Distribute the exponents. We apply the exponent on the outside of each parenthesis to both the numerator and the denominator inside, using the rule \((\frac{x}{y})^n = \frac{x^n}{y^n}\).

\[ Y(\phi) = \frac{L(\phi)^{1-\alpha(\phi)}}{(1-\alpha(\phi))^{1-\alpha(\phi)}} \cdot \frac{(K(\phi)\eta)^{\alpha(\phi)}}{\alpha(\phi)^{\alpha(\phi)}} \]
Separate the input factors L(φ) and K(φ). In the second term, we can expand \((K(\phi)\eta)^{\alpha(\phi)}\) to \(K(\phi)^{\alpha(\phi)} \cdot \eta^{\alpha(\phi)}\).

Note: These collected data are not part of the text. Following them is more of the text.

Issue #307, opened 2024-03-15
Make passing a token optional


jgooge-vso:
The RKE2 ansible automation will generate a token if one isn't explicitly defined. It'd be nice if this automation was configured the same way.

dereknola:
Please see https://github.com/k3s-io/k3s-ansible/issues/294, as this was already asked for and answered. I ran into a problem of bootstrapping later server nodes with the token generated on the first. More broadly, this repo is maintain by me as a low priority. Hopefully it works and doesn't have bugs, but I don't have the bandwidth to add new features. If you need other features, I am happy to review and merge PRs or I would suggest looking at the [Other Projects Shoutouts in the README](https://github.com/k3s-io/k3s-ansible?tab=readme-ov-file#need-more-features).

dereknola:
I continue to maintain that autogenerating a token is low-priority. Either you "don't care" about the token and so why not just make one up `token=myfavorite123` because the cluster is going to be short lived or security is not a priority. Or you really do care, in which case, you can use Vault or `--extra-vars token=$(rand or gpw or pwgen command)` to pass a secure token that does not exist in plaintext on your inventory.yaml.

PR #375, opened 2024-11-08
Generate token

anon-software:
If a token is not explicitly provided, let the first server generate a random one. Such a token is saved on the first server and the playbook can retrieve it from there and store it a a fact. All other servers and agents can use that token later to join the cluster. It will be saved into their environment file as usual.

I tested this by creating a cluster of one server and then adding two more servers and one agent. Please let me know if I should try some other tests as well.

#### Linked Issues ####
https://github.com/k3s-io/k3s-ansible/issues/307

### DIFF
--- a/Vagrantfile
+++ b/Vagrantfile
@@ -28,6 +28,7 @@ def provision(vm, role, node_num)
     ansible.extra_vars = {
       k3s_version: "v1.28.14+k3s1",
       api_endpoint: "#{NETWORK_PREFIX}.100",
+      # Required for vagrant ansible provisioner
       token: "myvagrant",
       # Required to use the private network configured above
       extra_server_args: "--node-external-ip #{node_ip} --flannel-iface eth1", 
--- a/inventory-sample.yml
+++ b/inventory-sample.yml
@@ -19,6 +19,7 @@ k3s_cluster:
     # - openssl rand -base64 64
     # - pwgen -s 64 1
     # You can use ansible-vault to encrypt this value / keep it secret.
+    # Or you can omit it if not using Vagrant and let the first server automatically generate one.
     token: "changeme!"
     api_endpoint: "{{ hostvars[groups['server'][0]]['ansible_host'] | default(groups['server'][0]) }}"
     extra_server_args: ""
--- a/roles/k3s_agent/defaults/main.yml
+++ b/roles/k3s_agent/defaults/main.yml
@@ -1,4 +1,5 @@
 ---
+server_group: server  # noqa var-naming[no-role-prefix]
 k3s_server_location: "/var/lib/rancher/k3s"  # noqa var-naming[no-role-prefix]
 systemd_dir: "/etc/systemd/system"  # noqa var-naming[no-role-prefix]
 api_port: 6443  # noqa var-naming[no-role-prefix]
--- a/roles/k3s_agent/tasks/main.yml
+++ b/roles/k3s_agent/tasks/main.yml
@@ -35,6 +35,10 @@
         INSTALL_K3S_EXEC: "agent"
       changed_when: true
 
+- name: Get the token from the first server
+  set_fact:
+    token: "{{ hostvars[groups[server_group][0]].token }}"
+
 - name: Delete any existing token from the environment if different from the new one
   ansible.builtin.lineinfile:
     state: absent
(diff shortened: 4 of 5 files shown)


dereknola:
This has been tried before. You need to test the case of `3 servers` all at the start. There are issues with the fact correctly being propagated to the other two servers, as the bring up on all the nodes happens asynchronously, so you cannot guarantee (and when I tried to implemented this it failed) that the fact will even exist for the other 2 servers to see and join with.

anon-software:
Maybe I do not understand how Ansible works then. Doesn't the task "Init first server node" from roles/k3s_server/tasks/main.yml runs first and terminates before "Start other server if any and verify status" runs? The former task will save the token and it will always be available for the others being setup in the latter, or at least that is how thought it would work.

Setting up three servers all at once was actually the first test I ran, although it is possible that it was a fluke that it worked.

dereknola:
If you got it working, that great! I'm gonna pull down your PR and check it out sometime later today or Monday.

dereknola:
When testing with the vagrant file, I see the following error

\[ Y(\phi) = \frac{L(\phi)^{1-\alpha(\phi)}}{(1-\alpha(\phi))^{1-\alpha(\phi)}} \cdot \frac{K(\phi)^{\alpha(\phi)} \eta^{\alpha(\phi)}}{\alpha(\phi)^{\alpha(\phi)}} \]
Group the non-input terms together. Let’s rearrange the equation to group all terms that are not \(L(\phi)\) or \(K(\phi)\) at the beginning. These terms constitute the productivity parameter.

\[ Y(\phi) = \left[ \frac{1}{(1-\alpha(\phi))^{1-\alpha(\phi)}} \cdot \frac{\eta^{\alpha(\phi)}}{\alpha(\phi)^{\alpha(\phi)}} \right] \cdot L(\phi)^{1-\alpha(\phi)} K(\phi)^{\alpha(\phi)} \]
Re-combine the grouped terms to match the paper’s definition of A(φ). The term in the brackets can be written more cleanly by grouping the bases that share the same exponent. This makes the structure clearer.

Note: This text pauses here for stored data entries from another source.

Issue #368, opened 2024-10-07
Some file are not created (k3s.service.env, k3s-agent.service.env)


jkrenzer:
Hi!

Due to the missing parameter `create: true` in the `ansible.builtin.lineinfile` command, some files are not created when they are empty and thus an installation from a clean system fails.

So far I identified following steps:

In roles/k3s_server/tasks/main.yaml:
- Add service environment variables
- Add token as an environment variable

In roles/k3s_agent/tasks/main.yaml:
- Add the token for joining the cluster to the environment

Cheers,

Jörn

dereknola:
K3s-ansible is not responsible for creating the `k3s.service.env` file. That is created by the k3s install script. https://github.com/k3s-io/k3s/blob/master/install.sh#L961. What types of errors are you seeing?

jkrenzer:
First the errors were censored, when setting `no_log: false` in the aforementioned tasks it was a file not found error. 

System is a freshly installed Debian 11/bullseye server, ansible collection is from the master branch here.

sky003:
I probably have a similar issue. Perhaps it has something to do with this change https://github.com/k3s-io/k3s-ansible/commit/bc03d1c0d053bb3e3362c526aa38bc8762d1f816

This file is not created `{{ systemd_dir }}/k3s-agent.service.env`. And I don't see where it's supposed to be created by k3s. 

So probably we should test the file before running the task:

\[ Y(\phi) = \left[ \left(\frac{1}{1-\alpha(\phi)}\right)^{1-\alpha(\phi)} \cdot \left(\frac{\eta}{\alpha(\phi)}\right)^{\alpha(\phi)} \right] \cdot L(\phi)^{1-\alpha(\phi)} K(\phi)^{\alpha(\phi)} \]
Define the Total Factor Productivity (TFP) term, A(φ). We can now see that the entire expression inside the large brackets is the occupation-specific TFP, A(φ). It captures the efficiency of production for a given occupation φ, which depends on the capital share α(φ) and the productivity of capital η.

\[ A(\phi) := \left(\frac{1}{1-\alpha(\phi)}\right)^{1-\alpha(\phi)} \cdot \left(\frac{\eta}{\alpha(\phi)}\right)^{\alpha(\phi)} \]
Substitute A(φ) back into the main equation. By replacing the complex bracketed term with the simpler A(φ), we arrive at the final, compact Cobb-Douglas form.

\[ Y(\phi) = A(\phi) L(\phi)^{1-\alpha(\phi)} K(\phi)^{\alpha(\phi)} \]

This completes the derivation. We have successfully shown that the linear aggregation of worker-level outputs, under the model’s assumptions, results in a standard Cobb-Douglas production function at the occupation level.